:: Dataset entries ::
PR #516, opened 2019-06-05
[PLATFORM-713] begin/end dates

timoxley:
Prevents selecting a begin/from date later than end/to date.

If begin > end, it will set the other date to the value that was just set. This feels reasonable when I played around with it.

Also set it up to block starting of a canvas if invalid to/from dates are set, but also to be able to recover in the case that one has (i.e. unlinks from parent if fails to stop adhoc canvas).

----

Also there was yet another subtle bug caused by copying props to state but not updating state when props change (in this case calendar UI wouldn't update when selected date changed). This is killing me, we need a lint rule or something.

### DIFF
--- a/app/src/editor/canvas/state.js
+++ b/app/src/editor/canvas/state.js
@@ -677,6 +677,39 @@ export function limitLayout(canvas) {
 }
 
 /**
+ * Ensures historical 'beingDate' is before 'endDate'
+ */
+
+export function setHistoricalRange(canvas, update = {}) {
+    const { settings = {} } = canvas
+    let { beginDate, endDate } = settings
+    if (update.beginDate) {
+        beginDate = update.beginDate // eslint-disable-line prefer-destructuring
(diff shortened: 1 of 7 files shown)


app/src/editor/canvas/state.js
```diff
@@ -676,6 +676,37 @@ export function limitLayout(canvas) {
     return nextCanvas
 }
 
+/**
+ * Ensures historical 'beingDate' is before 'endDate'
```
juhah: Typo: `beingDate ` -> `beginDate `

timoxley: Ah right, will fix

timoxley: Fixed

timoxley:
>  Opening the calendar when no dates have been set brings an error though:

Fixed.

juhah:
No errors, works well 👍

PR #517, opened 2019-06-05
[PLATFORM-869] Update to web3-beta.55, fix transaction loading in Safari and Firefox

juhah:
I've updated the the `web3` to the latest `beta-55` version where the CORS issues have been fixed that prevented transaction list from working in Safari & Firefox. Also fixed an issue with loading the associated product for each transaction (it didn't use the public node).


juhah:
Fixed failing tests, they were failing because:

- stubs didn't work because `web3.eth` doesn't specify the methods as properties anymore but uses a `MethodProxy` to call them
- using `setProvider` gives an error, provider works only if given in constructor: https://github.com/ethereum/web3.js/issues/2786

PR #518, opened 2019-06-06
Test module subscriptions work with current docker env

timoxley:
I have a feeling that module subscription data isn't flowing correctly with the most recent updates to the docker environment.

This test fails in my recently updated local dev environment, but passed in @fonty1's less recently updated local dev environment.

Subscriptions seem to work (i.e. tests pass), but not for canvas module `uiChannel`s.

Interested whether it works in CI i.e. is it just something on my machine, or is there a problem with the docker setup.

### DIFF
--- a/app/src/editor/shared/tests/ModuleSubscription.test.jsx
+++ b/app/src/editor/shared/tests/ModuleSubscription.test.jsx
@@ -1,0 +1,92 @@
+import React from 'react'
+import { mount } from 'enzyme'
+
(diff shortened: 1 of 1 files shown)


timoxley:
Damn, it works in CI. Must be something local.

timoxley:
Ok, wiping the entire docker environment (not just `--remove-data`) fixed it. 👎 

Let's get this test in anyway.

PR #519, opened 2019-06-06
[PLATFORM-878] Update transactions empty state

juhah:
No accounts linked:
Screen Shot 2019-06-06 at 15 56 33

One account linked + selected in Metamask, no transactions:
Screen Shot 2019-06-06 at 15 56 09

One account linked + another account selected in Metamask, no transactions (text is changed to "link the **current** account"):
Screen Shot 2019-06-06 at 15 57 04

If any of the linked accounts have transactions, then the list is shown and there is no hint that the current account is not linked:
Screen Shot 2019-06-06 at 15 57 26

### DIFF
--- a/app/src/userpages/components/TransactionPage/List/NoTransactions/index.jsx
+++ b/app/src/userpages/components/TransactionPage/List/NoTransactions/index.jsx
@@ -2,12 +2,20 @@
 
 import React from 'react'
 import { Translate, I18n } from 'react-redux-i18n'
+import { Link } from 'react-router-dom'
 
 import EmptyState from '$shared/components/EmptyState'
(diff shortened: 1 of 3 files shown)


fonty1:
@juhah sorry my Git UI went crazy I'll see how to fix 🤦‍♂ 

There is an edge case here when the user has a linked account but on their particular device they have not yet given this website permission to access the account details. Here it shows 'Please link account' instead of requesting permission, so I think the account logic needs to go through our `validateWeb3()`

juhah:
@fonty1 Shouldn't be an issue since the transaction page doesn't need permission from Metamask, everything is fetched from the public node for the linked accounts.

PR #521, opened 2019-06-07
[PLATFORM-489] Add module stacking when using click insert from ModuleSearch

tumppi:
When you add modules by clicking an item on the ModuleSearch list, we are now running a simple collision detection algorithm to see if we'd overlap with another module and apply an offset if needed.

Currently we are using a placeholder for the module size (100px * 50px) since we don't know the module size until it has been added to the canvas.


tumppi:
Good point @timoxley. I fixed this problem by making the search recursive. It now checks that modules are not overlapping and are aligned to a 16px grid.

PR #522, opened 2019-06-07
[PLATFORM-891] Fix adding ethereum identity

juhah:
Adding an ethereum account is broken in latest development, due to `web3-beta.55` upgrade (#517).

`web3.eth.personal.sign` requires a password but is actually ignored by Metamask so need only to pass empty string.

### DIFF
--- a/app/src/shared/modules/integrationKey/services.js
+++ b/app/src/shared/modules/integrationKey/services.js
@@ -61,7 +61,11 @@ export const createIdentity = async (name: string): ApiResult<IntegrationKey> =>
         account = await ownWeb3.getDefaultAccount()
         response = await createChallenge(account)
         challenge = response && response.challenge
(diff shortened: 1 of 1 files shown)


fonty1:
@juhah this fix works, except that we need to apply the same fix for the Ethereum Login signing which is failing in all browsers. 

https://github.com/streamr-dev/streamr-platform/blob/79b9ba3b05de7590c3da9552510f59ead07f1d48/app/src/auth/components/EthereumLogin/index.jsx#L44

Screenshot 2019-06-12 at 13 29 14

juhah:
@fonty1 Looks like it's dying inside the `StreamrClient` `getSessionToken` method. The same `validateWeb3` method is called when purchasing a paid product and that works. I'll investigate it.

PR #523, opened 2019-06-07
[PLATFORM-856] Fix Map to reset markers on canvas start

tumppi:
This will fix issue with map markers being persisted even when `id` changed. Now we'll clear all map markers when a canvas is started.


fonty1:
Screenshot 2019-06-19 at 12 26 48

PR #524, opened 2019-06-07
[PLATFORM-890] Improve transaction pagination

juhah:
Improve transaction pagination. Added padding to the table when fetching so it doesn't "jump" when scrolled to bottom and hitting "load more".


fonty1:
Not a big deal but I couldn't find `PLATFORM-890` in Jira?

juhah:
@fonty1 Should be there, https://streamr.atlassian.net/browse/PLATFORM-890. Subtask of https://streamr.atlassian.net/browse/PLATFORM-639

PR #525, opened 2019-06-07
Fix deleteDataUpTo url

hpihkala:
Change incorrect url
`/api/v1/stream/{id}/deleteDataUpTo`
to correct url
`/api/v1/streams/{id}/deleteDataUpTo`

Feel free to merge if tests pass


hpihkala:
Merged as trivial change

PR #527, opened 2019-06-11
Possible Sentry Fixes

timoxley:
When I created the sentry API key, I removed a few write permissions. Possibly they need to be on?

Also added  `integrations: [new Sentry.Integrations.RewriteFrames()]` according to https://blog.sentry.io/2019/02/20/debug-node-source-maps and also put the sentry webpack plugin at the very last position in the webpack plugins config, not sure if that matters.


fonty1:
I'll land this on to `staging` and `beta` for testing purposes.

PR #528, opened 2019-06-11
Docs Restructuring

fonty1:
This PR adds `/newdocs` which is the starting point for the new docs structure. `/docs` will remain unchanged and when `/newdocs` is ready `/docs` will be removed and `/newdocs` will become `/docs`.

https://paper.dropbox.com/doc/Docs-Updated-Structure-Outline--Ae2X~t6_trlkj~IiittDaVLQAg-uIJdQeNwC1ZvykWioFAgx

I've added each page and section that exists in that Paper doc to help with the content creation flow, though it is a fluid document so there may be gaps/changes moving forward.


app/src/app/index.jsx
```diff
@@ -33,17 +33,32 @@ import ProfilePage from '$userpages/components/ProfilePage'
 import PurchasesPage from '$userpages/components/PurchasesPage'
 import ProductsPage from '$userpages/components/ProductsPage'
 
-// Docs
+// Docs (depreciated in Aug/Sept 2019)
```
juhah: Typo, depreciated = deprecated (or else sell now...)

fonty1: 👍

:: Action item ::
Wherever the string "linked" occurs in the records, copy the line it is in.

:: Solution to the problem ::
No accounts linked:
One account linked + selected in Metamask, no transactions:
One account linked + another account selected in Metamask, no transactions (text is changed to "link the **current** account"):
If any of the linked accounts have transactions, then the list is shown and there is no hint that the current account is not linked:
There is an edge case here when the user has a linked account but on their particular device they have not yet given this website permission to access the account details. Here it shows 'Please link account' instead of requesting permission, so I think the account logic needs to go through our `validateWeb3()`
@fonty1 Shouldn't be an issue since the transaction page doesn't need permission from Metamask, everything is fetched from the public node for the linked accounts.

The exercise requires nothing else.